The Monument to Marco Minghetti is a memorial statue dedicated to the statesman Marco Minghetti (1818-1886); it is located along the Corso Vittorio Emanuele, at Piazza San Pantaleo (Piazza di Palazzo Braschi), in Rome, Italy.

Minghetti had served the Kingdom of Italy, at least twice as prime minister, and many years in congress, mainly allied with more conservative factions. His early deliberations had mainly focused on the consolidation of the Italian peninsula into a nation, including the Papal States and Venice. He had begun his career under Count Cavour. After his death, Parliament approved and funded a monument. A commission led by the Marquis Antonio Starrabba of Rudinì, and including the sculptors Emilio Gallori and Ercole Rosa, and the architects Basile and Manfredi, sponsored a competition for the memorial. The initial designs considered by the commission, by Ettore Ximenes and Adolfo Laurenti, were ultimately turned down. A subsequent model was approved in 1888; this one was a design by the sculptor Lio Gangheri and the architect Giacomo Misuraca. At the time, the Palazzo Braschi was home to the Ministry of the Interior and the prime minister's office.

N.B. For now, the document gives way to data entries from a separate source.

PR #1803, opened 2023-04-24
fix: textfield and combobox fixes, adjust padding calculations 

jawinn:
## Description

Some fixes for Textfield and Combobox:

- **Textfield** and **Combobox**: Subtract border width from padding calculations because most of the "...to-edge" tokens include the border. The values were previously 1px larger than they should have been.
- **Textfield** and **Combobox**: fix corner radius of focus indicator when using a larger border radius or a larger indicator width (e.g. to test, try setting a  larger `--mod-textfield-border-width` or `--mod-textfield-focus-indicator-width`. Changed the calculation  to add the focus indicator width instead of the border width)
- **Combobox**: adjust styles so custom property for border width is correctly overriding everything from its sub-components. Previously, using `--mod-combobox-border-width` had no effect.
- **Combobox**: simplify/remove some custom properties related to those fixes and quiet variant.
- **Combobox**: border-radius should not increase for t-shirt sizes (per design feedback) 
- **Combobox**: Use a corrected calculation of the x-offset for the picker button on the quiet variant, based on design feedback and using the same method as the 'search' component.
- **Textfield**: Also adds "size" control to stories

Firefox and Chrome, Mac

## Screenshots

Padding issue before and after:
Screenshot 2023-04-24 at 11 03 05 AM
Screenshot 2023-04-24 at 11 08 07 AM

Issues with corner radius calculation on focus indicator when using a larger border width, or when changing the focus indicator width (now fixed):
Screenshot 2023-04-24 at 1 00 55 PM
Screenshot 2023-04-24 at 3 35 52 PM

## To-do list

### DIFF
--- a/components/combobox/index.css
+++ b/components/combobox/index.css
@@ -130,7 +130,10 @@ governing permissions and limitations under the License.
   --spectrum-combobox-spacing-inline-icon-to-button: var(--spectrum-combo-box-visual-to-field-button-quiet);
   --spectrum-combobox-spacing-inline-start-edge-to-text: var(--spectrum-field-edge-to-text-quiet);
   --spectrum-combobox-spacing-label-to-combobox: var(--spectrum-field-label-to-component-quiet-medium);
-  --spectrum-combobox-button-inline-offset: var(--spectrum-spacing-100);
+  --spectrum-combobox-button-inline-offset: calc(
+    (var(--mod-combobox-block-size, var(--spectrum-combobox-block-size)) / 2) - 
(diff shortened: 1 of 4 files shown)


mlogsdon18 (commented):
This looks pretty good to me Josh! Not something you did but I noticed that the sizing control isn't available for the Textfield storybook. Could you add that in for testing?

castastrophe:
Very cool! When this is ready, let's flag this for a vrt run to update baselines. 🎉

PR #1804, opened 2023-04-24
fix(picker): update spacing tokens and storybook

mlogsdon18:
## Description

This updates the Spacing (top/bottom and end edge to disclosure icon) tokens for the Picker component.

There were also some things that were not in Storybook or were not working in Storybook that I went ahead and fixed in this PR as well as styles that were not being used how the Figma was specifying
- Added a separate Quiet story
- Added a separate Loading story and the functionality required
- Added a FieldLabel 
- Updated icons based on size for PickerButton
- Fixed `min-inline-size` to use the multiplier correctly

 - **How this was tested:** 

## To-do list


components/pickerbutton/stories/pickerbutton.stories.js
```diff
@@ -126,7 +135,7 @@ export default {
   },
   args: {
     rootClass: "spectrum-PickerButton",
-    label: "Select a Country",
+    placeholder: "Select a Country",
```
castastrophe, line 138:
```suggestion
    placeholder: "Select a country",
```

Minor nit - the styleguide says we are using sentence case rather than title case so I try to align the demos with that whenever I can.

castastrophe (approved):

PR #1808, opened 2023-04-25
chore(swatch): add functionality to storybook

castastrophe:
## Description

Bring in some of the functionality to the swatch storybook that exists for the site.

 - **How this was tested:**
 - [ ] Open storybook instance, click the swatch: expect the is-selected class to be toggled
 - [ ] Open storybook, key press the swatch: expect the is-selected class to be toggled

## To-do list

### DIFF
--- a/components/swatch/stories/swatch.stories.js
+++ b/components/swatch/stories/swatch.stories.js
@@ -4,7 +4,7 @@ import { Template } from "./template";
 export default {
 	title: "Components/Swatch",
 	description:
-		"A swatch shows a small sample of a fill—such as a color, gradient, texture, or material—that is intended to be applied to an object.",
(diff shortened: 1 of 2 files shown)


pfulton (changes requested):
This is a much-needed start to this component's entry in Storybook. However, it looks like there are several other variations that we might want to have represented in here (gradient, mixed-value, nothing, disabled needs the disabled icon).

We should probably audit this one and get a proper Jira ticket to work on this. What do you think?

castastrophe:
@pfulton That's a great point - I came across this trying to capture the JS from the site in the storybook entries and didn't want to lose that effort but you're right, there's a lot more to do to really cover this in testing

PR #1809, opened 2023-04-25
chore: remove unused tooling

castastrophe:
## Description

🚨 Lots of files alert! 🚨

- All copyrights in the repo updated to use the `/*!` syntax so they do not get stripped with general comments
- Peer dependencies in components updated to the permissive syntax `>=` to allow greater support in complex projects
- Remove bundle-builder's unused:
  - release, prepack, and publish commands
  - exec lib
- Component builders ->
  - use published postcss-discard-comments over the internal-only postcss-strip-comments
  - move browserlist support to the root package.json
  - unused legacy build file
  - unused mutate selectors plugin
  - unused mixins and functions plugins (was used by typography but not since migration)
- Generator reflects current state of repo builds

## To-do list


pfulton (approved):
This looks good to me. I was able to pull down, run a build locally and also able to run both the docs and the storybook environments.

I also checked the build artifacts to be sure that things were still compiling as expected, and those were fine too.

PR #1815, opened 2023-04-27
docs: add aria-label for actionbar close button (CSS-464)

pfulton:
## Description
Adds `aria-label="Clear selection"` to the Close Buttons found within the Action Bar component.

[CSS-464](https://jira.corp.adobe.com/browse/CSS-464)

 - **How this was tested:** 

## To-do list

### DIFF
--- a/components/actionbar/metadata/actionbar.yml
+++ b/components/actionbar/metadata/actionbar.yml
@@ -33,7 +33,7 @@ examples:
     markup: |
       <div class="spectrum-ActionBar is-open">
         <div class="spectrum-Popover spectrum-ActionBar-popover is-open">
-          <button class="spectrum-CloseButton spectrum-CloseButton--sizeM">
+          <button class="spectrum-CloseButton spectrum-CloseButton--sizeM" aria-label="Clear selection">
             <svg class="spectrum-CloseButton-UIIcon spectrum-Icon spectrum-UIIcon-Cross100" focusable="false" aria-hidden="true">
               <use xlink:href="#spectrum-css-icon-Cross100" />
             </svg>
@@ -58,7 +58,7 @@ examples:
 
       <div class="spectrum-ActionBar is-open">
         <div class="spectrum-Popover spectrum-ActionBar-popover is-open">
-          <button class="spectrum-CloseButton spectrum-CloseButton--sizeM">
+          <button class="spectrum-CloseButton spectrum-CloseButton--sizeM" aria-label="Clear selection">
             <svg class="spectrum-CloseButton-UIIcon spectrum-Icon spectrum-UIIcon-Cross100" focusable="false" aria-hidden="true">
               <use xlink:href="#spectrum-css-icon-Cross100" />
             </svg>
@@ -92,7 +92,7 @@ examples:
 
       <div class="spectrum-ActionBar is-open">
         <div class="spectrum-Popover spectrum-ActionBar-popover is-open">
-          <button class="spectrum-CloseButton spectrum-CloseButton--sizeM">
+          <button class="spectrum-CloseButton spectrum-CloseButton--sizeM" aria-label="Clear selection">
             <svg class="spectrum-CloseButton-UIIcon spectrum-Icon spectrum-UIIcon-Cross100" focusable="false" aria-hidden="true">
               <use xlink:href="#spectrum-css-icon-Cross100" />
             </svg>
@@ -127,7 +127,7 @@ examples:
     markup: |
       <div class="spectrum-ActionBar spectrum-ActionBar--emphasized is-open">
         <div class="spectrum-Popover spectrum-ActionBar-popover is-open">
-          <button class="spectrum-CloseButton spectrum-CloseButton--sizeM spectrum-CloseButton--staticWhite">
+          <button class="spectrum-CloseButton spectrum-CloseButton--sizeM spectrum-CloseButton--staticWhite" aria-label="Clear selection">
             <svg class="spectrum-CloseButton-UIIcon spectrum-Icon spectrum-UIIcon-Cross100" focusable="false" aria-hidden="true">
               <use xlink:href="#spectrum-css-icon-Cross100" />
             </svg>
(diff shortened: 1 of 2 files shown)


mlogsdon18 (commented):
These look good! My only thought is that while you're adding aria labels to the close button, you could fix them for the other buttons in this component as well. I can't comment on the code since you didn't change it but there are unneeded aria labels on the SVGs that have an `aria-hidden="true"` attribute. These should be removed if the button has text, but added to the `<button>` element if they only contain the SVG. Currently they aren't read at all. 

```<svg class="spectrum-Icon spectrum-Icon--sizeM spectrum-ActionButton-icon" focusable="false" aria-hidden="true" aria-label="Delete">```

**Comment by pfulton** [comment]
> These look good! My only thought is that while you're adding aria labels to the close button, you could fix them for the other buttons in this component as well. I can't comment on the code since you didn't change it but there are unneeded aria labels on the SVGs that have an `aria-hidden="true"` attribute. These should be removed if the button has text, but added to the `<button>` element if they only contain the SVG. Currently they aren't read at all.
> 
> `<svg class="spectrum-Icon spectrum-Icon--sizeM spectrum-ActionButton-icon" focusable="false" aria-hidden="true" aria-label="Delete">`

Great suggestion. I just pushed up [a commit](https://github.com/adobe/spectrum-css/pull/1815/commits/aaf730b08777d47a57a8a4ccd5e0f72b58d2d8c2) to take care of those.

File: components/actionbar/metadata/actionbar.yml [hunk 1]
```diff
@@ -68,19 +68,19 @@ examples:
 
           <div class="spectrum-ActionGroup spectrum-ActionGroup--sizeM">
             <button class="spectrum-ActionButton spectrum-ActionButton--sizeM spectrum-ActionButton--quiet spectrum-ActionGroup-item">
-              <svg class="spectrum-Icon spectrum-Icon--sizeM spectrum-ActionButton-icon" focusable="false" aria-hidden="true" aria-label="Edit">
+              <svg class="spectrum-Icon spectrum-Icon--sizeM spectrum-ActionButton-icon" focusable="false" aria-label="Edit">
```
mlogsdon18, line 71: Ok so it looks like you removed `aria-hidden` from the buttons that also have text in them. This causes this button to be read "Edit Edit" by the screen reader because it's reading the SVG label and the button text. So this is a place where we actually want to keep the `aria-hidden` so that doesn't happen. The buttons below this that only have icons in them (lines 103-118ish) are where you would want to remove the `aria-hidden` because they don't have button text and the screen reader can't read the aria-label because of the aria-hidden and it just reads "button"

components/actionbar/metadata/actionbar.yml
```diff
@@ -162,19 +162,19 @@ examples:
 
           <div class="spectrum-ActionGroup spectrum-ActionGroup--sizeM">
             <button class="spectrum-ActionButton spectrum-ActionButton--sizeM spectrum-ActionButton--quiet spectrum-ActionButton--staticWhite spectrum-ActionGroup-item">
-              <svg class="spectrum-Icon spectrum-Icon--sizeM spectrum-ActionButton-icon" focusable="false" aria-hidden="true" aria-label="Edit">
+              <svg class="spectrum-Icon spectrum-Icon--sizeM spectrum-ActionButton-icon" focusable="false" aria-label="Edit">
```
mlogsdon18, line 165:
```suggestion
              <svg class="spectrum-Icon spectrum-Icon--sizeM spectrum-ActionButton-icon" focusable="false" aria-label="Edit" aria-hidden="true">
```

components/actionbar/metadata/actionbar.yml
```diff
@@ -162,19 +162,19 @@ examples:
...
                 <use xlink:href="#spectrum-icon-18-Edit"></use>
               </svg>
               <span class="spectrum-ActionButton-label">Edit</span>
             </button>
             <button class="spectrum-ActionButton spectrum-ActionButton--sizeM spectrum-ActionButton--quiet spectrum-ActionButton--staticWhite spectrum-ActionGroup-item">
-              <svg class="spectrum-Icon spectrum-Icon--sizeM spectrum-ActionButton-icon" focusable="false" aria-hidden="true" aria-label="Copy">
+              <svg class="spectrum-Icon spectrum-Icon--sizeM spectrum-ActionButton-icon" focusable="false" aria-label="Copy">
```
mlogsdon18, line 171:
```suggestion
              <svg class="spectrum-Icon spectrum-Icon--sizeM spectrum-ActionButton-icon" focusable="false" aria-label="Copy" aria-hidden="true">
```

components/actionbar/metadata/actionbar.yml
```diff
@@ -162,19 +162,19 @@ examples:
...
                 <use xlink:href="#spectrum-icon-18-Copy"></use>
               </svg>
               <span class="spectrum-ActionButton-label">Copy</span>
             </button>
             <button class="spectrum-ActionButton spectrum-ActionButton--sizeM spectrum-ActionButton--quiet spectrum-ActionButton--staticWhite spectrum-ActionGroup-item">
-              <svg class="spectrum-Icon spectrum-Icon--sizeM spectrum-ActionButton-icon" focusable="false" aria-hidden="true" aria-label="Delete">
+              <svg class="spectrum-Icon spectrum-Icon--sizeM spectrum-ActionButton-icon" focusable="false" aria-label="Delete">
```
mlogsdon18, line 177:
```suggestion
              <svg class="spectrum-Icon spectrum-Icon--sizeM spectrum-ActionButton-icon" focusable="false" aria-label="Delete" aria-hidden="true">
```

components/actionbar/metadata/actionbar.yml
mlogsdon18: Line 155 has a Close button on it that needs the `aria-label="Clear selection"` as well, I just can't comment on it because it wasn't changed

mlogsdon18 (changes requested):
Almost there!

mlogsdon18 (approved):
WOO! Looks great!

PR #1817, opened 2023-04-28
fix(contextualhelp): dark mode font color

mlogsdon18:
## Description

Adds `.spectrum-Heading` and `.spectrum-Body` classes to the heading and paragraph tags in order to get the global font colors needed since font color was not a specified token for this component. 

 - Latest versions of Chrome, Safari, Firefox

## To-do list

### DIFF
--- a/components/contextualhelp/metadata/contextualhelp.yml
+++ b/components/contextualhelp/metadata/contextualhelp.yml
@@ -13,7 +13,7 @@ examples:
         <div class="spectrum-Examples-item">
           <div class="spectrum-ContextualHelp">
             <button class="spectrum-ActionButton spectrum-ActionButton--sizeXS spectrum-ContextualHelp-button">
-              <svg class="spectrum-Icon spectrum-Icon--sizeM spectrum-ActionButton-icon" focusable="false" aria-hidden="true">
+              <svg class="spectrum-Icon spectrum-Icon--sizeXS spectrum-ActionButton-icon" focusable="false" aria-hidden="true">
                 <use xlink:href="#spectrum-icon-18-Info" />
               </svg>
             </button>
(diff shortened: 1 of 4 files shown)


Rajdeepc (approved):

components/contextualhelp/metadata/contextualhelp.yml
```diff
@@ -18,17 +18,17 @@ examples:
               </svg>
             </button>
             <div class="spectrum-Popover is-open spectrum-Popover--bottom-start spectrum-ContextualHelp-popover" role="presentation">
-              <h2 class="spectrum-ContextualHelp-heading">Permission required</h2>
-              <p class="spectrum-ContextualHelp-body">Cupcake ipsum dolor sit amet jelly beans. Chocolate jelly caramels. Icing soufflé chupa chups donut cheesecake. Jelly-o chocolate cake sweet roll cake danish candy biscuit halvah.</p>
+              <h2 class="spectrum-Heading spectrum-Heading--sizeM spectrum-ContextualHelp-heading">Permission required</h2>
```
castastrophe, line 21: I think ideally we'd simplify this such that the spectrum heading and body classes aren't needed and can be extended in the contextual help class. The more isolated a component is from other dependencies, the easier it is to convert to a web component.

castastrophe (approved):

components/contextualhelp/metadata/contextualhelp.yml
mlogsdon18: Right. I can go ahead and just use the tokens that the heading and body classes use even though they weren't specified for this component. Let me see about making that change!

mlogsdon18:
@castastrophe I was able to add in the tokens so that we could remove the `.spectrum-Heading` and `.spectrum-Body` classes. I also noticed that two of the tokens I was originally missing have since been added so I updated those as well

pfulton (changes requested):
Thanks for taking care of this, @mlogsdon18. Looks like this resolves the font color issue.

I do have one more thing related to this component: it looks like the button's top edge-to-icon spacing is off
Screen Shot 2023-05-02 at 10 42 39 AM
Screen Shot 2023-05-02 at 10 42 50 AM


Would you mind looking into that?

components/contextualhelp/stories/template.js
```diff
@@ -37,8 +37,8 @@ export const Template = ({
       })}
       ${Popover({
         content: [
-          title ? html`<h2 class="${rootClass}-heading">${title}</h2>` : "",
-          body ? html`<p class="${rootClass}-body">${body}</p>` : "",
+          title ? html`<h2 class="spectrum-Heading ${rootClass}-heading">${title}</h2>` : "",
+          body ? html`<p class="spectrum-Body ${rootClass}-body">${body}</p>` : "",
```
castastrophe, line 41: Are the header and body classes still needed?

pfulton (approved):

The monument was inaugurated in September 1895. The bronze statue of the standing Minghetti, with a book in hand, rises atop a high plinth. His left hand appears to be making a point. At the base is an allegorical statue putatively representing Politics with a laurel crown and reading books. Beside her is putatively a child, representing the nation, with a flag. On the rear of the monument, an inscription states the monument was decreed by Parliament on the 19 June 1887.